Jakarta,Koranpelita.com
Closeup,brand pasta gigi dari PT Unilever Indonesia Tbk. hari ini meluncurkan kampanye #SpeakUpForLove. Kampanye ini hadir di tengah fakta bahwa banyak pasangan muda di Indonesia yang masih menghadapi berbagai tantangan di tengah hubungan yang sedang mereka jalani. Melalui berbagai aktivitas, Closeup akan mengajak sebanyak mungkin anak muda menyuarakan isi hati dalam memilih dan memperjuangkan hubungan cinta mereka.
Indonesia adalah bangsa yang kolektif, salah satu buktinya adalah tingginya jumlah pernikahan endogami (pernikahan antara suku atau kekerabatan yang sama). Data Badan Pusat Statistik 2010 menunjukkan 89,3% pasangan di Indonesia menikah secara endogami. Di balik fakta tersebut, banyak dari pasangan ini mengalami masalah yang disebabkan oleh alasan fundamental seperti pandangan hidup yang tidak sejalan atau argumen yang berkelanjutan. Artinya, persamaan latar belakang tidak menjamin persamaan pandangan hidup.
Fiona Anjani Foebe selaku Head of Marketing Oral Care PT Unilever Indonesia, Tbk. menyampaikan, “Closeup percaya bahwa kebebasan untuk memilih pasangan yang sejalan dengan pandangan hidup tanpa terbelenggu pada batas-batas konvensional seperti persamaan suku, latar belakang sosial, atau selisih usia yang dipandang ‘ideal’ adalah hak setiap manusia, sehingga mereka dapat mengungkapkan cinta dengan percaya diri, serta bebas dari keraguan akan penilaian dari orang lain.
“Oleh karena itu, Closeup berkomitmen untuk menghilangkan stereotype dari makna kedekatan, dan secara nyata mendukung anak muda dalam merealisasikan kedekatan dengan orang yang sejalan dengan pandangan hidupnya,” ujar Fiona di Jakarta, kemarin.
Untuk menggali lebih jauh mengenai kebebasan untuk mencintai, survei dari tim global CloseUp yang melibatkan 514 anak muda di Indonesia memperlihatkan bahwa hanya 1 dari 2 anak muda yang percaya bahwa mereka bebas menentukan pilihan untuk bersama dengan orang yang mereka cintai, tanpa memandang latar belakangnya. Namun, 79 perse dari mereka mengaku telah mengikuti keinginan hati dan sedang atau pernah memilih untuk berada di hubungan yang ‘tidak konvensional’, seperti hubungan berbeda suku dan kelas sosial, atau usia yang terpaut jauh.

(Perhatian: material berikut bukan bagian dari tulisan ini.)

PR #6058, opened 2024-11-18
Don't deepcopy AST when generating vars

swiatekm:
## What does this PR do?

We generate vars from mappings from both context providers and dynamic providers. Dynamic providers can produce multiple var entries - the Kubernetes provider will do so for each Pod, for example. When that happens, we currently make a deep copy of the context provider mapping, and add the dynamic provider mapping as a key.

As we don't modify the mappings, this deep copy can be replaced by a shallow copy. This PR introduces shallow copying to the AST and uses it when generating vars, leading to a major performance improvement.

## Why is it important?

All these deep copies can be quite expensive when there's a lot of mappings from the dynamic provider. See the benchstat report below:

```
goos: linux
goarch: amd64
pkg: github.com/elastic/elastic-agent/internal/pkg/composable
                       │ bench_main.txt │          bench_shallow.txt          │
GenerateVars100Pods-20    15247.8µ ± 4%   778.8µ ± 7%  -94.89% (p=0.000 n=10)

                       │ bench_main.txt │          bench_shallow.txt           │
GenerateVars100Pods-20   10273.4Ki ± 0%   779.1Ki ± 0%  -92.42% (p=0.000 n=10)

                       │ bench_main.txt │          bench_shallow.txt          │
GenerateVars100Pods-20     201.28k ± 0%   22.13k ± 0%  -89.00% (p=0.000 n=10)
```

## Checklist

## Related issues

- Relates #5835
- Relates #5991

### DIFF
--- a/internal/pkg/agent/transpiler/ast.go
+++ b/internal/pkg/agent/transpiler/ast.go
@@ -52,6 +52,9 @@ type Node interface {
 	//Close clones the current node.
 	Clone() Node
 
+	// ShallowClone makes a shallow clone of the node.
+	ShallowClone() Node
+
 	// Hash compute a sha256 hash of the current node and recursively call any children.
 	Hash() []byte
 
@@ -132,6 +135,19 @@ func (d *Dict) Clone() Node {
 			continue
 		}
 		nodes = append(nodes, i.Clone())
+
+	}
+	return &Dict{value: nodes}
+}
+
+// ShallowClone makes a shallow clone of the node.
+func (d *Dict) ShallowClone() Node {
+	nodes := make([]Node, 0, len(d.value))
+	for _, i := range d.value {
+		if i == nil {
+			continue
+		}
+		nodes = append(nodes, i)
 
 	}
 	return &Dict{value: nodes}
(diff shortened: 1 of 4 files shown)


andrzej-stencel (approved):

blakerouse (approved):
Really nice! Looks good.

michalpristas (approved):

amitkanfer:
🚀

pierrehilbert:
@swiatekm I think we want to backport this to 8.17 also. WDYT?

amitkanfer:
> @swiatekm I think we want to backport this to 8.17 also. WDYT?

Are we 100% sure there is no hidden bug here?

pierrehilbert:
My two cents: 
- We don't have the first BC for 8.17 yet
- We are backporting this to 8.15 and 8.16 so I hope we don't have an hidden bug here as the timeframe to test for those will be shorter than the 8.17 branch.

swiatekm:
If anything, maybe we should skip the 8.15 backport? It's pretty close, and this isn't that critical of a fix. For 8.17, I think we should backport either way, but I could wait until 8.17.0 is out before merging the PR.

> > @swiatekm I think we want to backport this to 8.17 also. WDYT?
> 
> Are we 100% sure there is no hidden bug here?

I'm never going to claim 100% for a codebase I haven't been working on for at least a year. I am as sure as I can reasonably be, I think. In practice, the change only has an effect when one of the dynamic variable providers is used. For these:

* The local dynamic provider is used in unit tests
* I've done fairly extensive manual e2e testing on the kubernetes provider

I could also manually test the docker provider, but I can't think of any reason it would be affected when the others aren't.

“Survei ini juga menunjukkan bahwa pasangan-pasangan yang menjalani hubungan ‘tidak konvensional’ ini menghadapi tekanan yang sangat kuat sehingga akhirnya kehilangan suara mereka: 43 persen dari mereka akan merahasiakan hubungan mereka karena tidak direstui orangtua, 31 persen merasa bersalah terhadap keluarga mereka, 58 perse merasa didiskriminasi, di-judge, atau dipermalukan, dan 44 persen bahkan terpaksa mengakhiri hubungan karena tidak direstui orangtua maupun masyarakat,” ungkap Fiona.
Pingkan Rumondor, M.Psi seorang Psikolog klinis dan Peneliti relasi interpersonal saat ini mulai mengamati adanya perilaku ‘sliding’ daripada ‘deciding’ diantara pasangan-pasangan muda, dimana mereka cenderung patuh ke batas-batas cinta konvensional yang ditentukan oleh masyarakat, tanpa aktif mengeksplorasi dan secara sadar memutuskan pilihannya sendiri. Tanpa keberanian untuk menyuarakan keinginan, kebahagiaan mereka pun akhirnya menjadi terbatas.
Rasa percaya diri ini juga akan membantu mereka menemukan keberanian untuk meyakinkan semua orang – baik itu orangtua atau masyarakat bahwa hubungan mereka pantas diperjuangkan. Prinsip ini ternyata menjadi dasar kekuatan cinta pasangan selebritas Natasha Rizky dan Desta Mahendra.